======== SOURCE RECORDS

PR #187, opened 2018-06-04
Rework active filters without facets

mbenadda:
## Purpose

We used to handle both active filters and facets together, which caused us to display useless counts next to active filters, and more importantly to *not* display active filters that were not part of the facets.

Handling them separately helps us solve both these issues and also gets rid of some awkward code in `SearchFilterGroup`.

================

=== YOUR INSTRUCTIONS ===
In full and without deviation, reproduce the entries above.

=== ANSWER TO THIS EXERCISE ===
PR #187, opened 2018-06-04
Rework active filters without facets

mbenadda:
## Purpose

We used to handle both active filters and facets together, which caused us to display useless counts next to active filters, and more importantly to *not* display active filters that were not part of the facets.

Handling them separately helps us solve both these issues and also gets rid of some awkward code in `SearchFilterGroup`.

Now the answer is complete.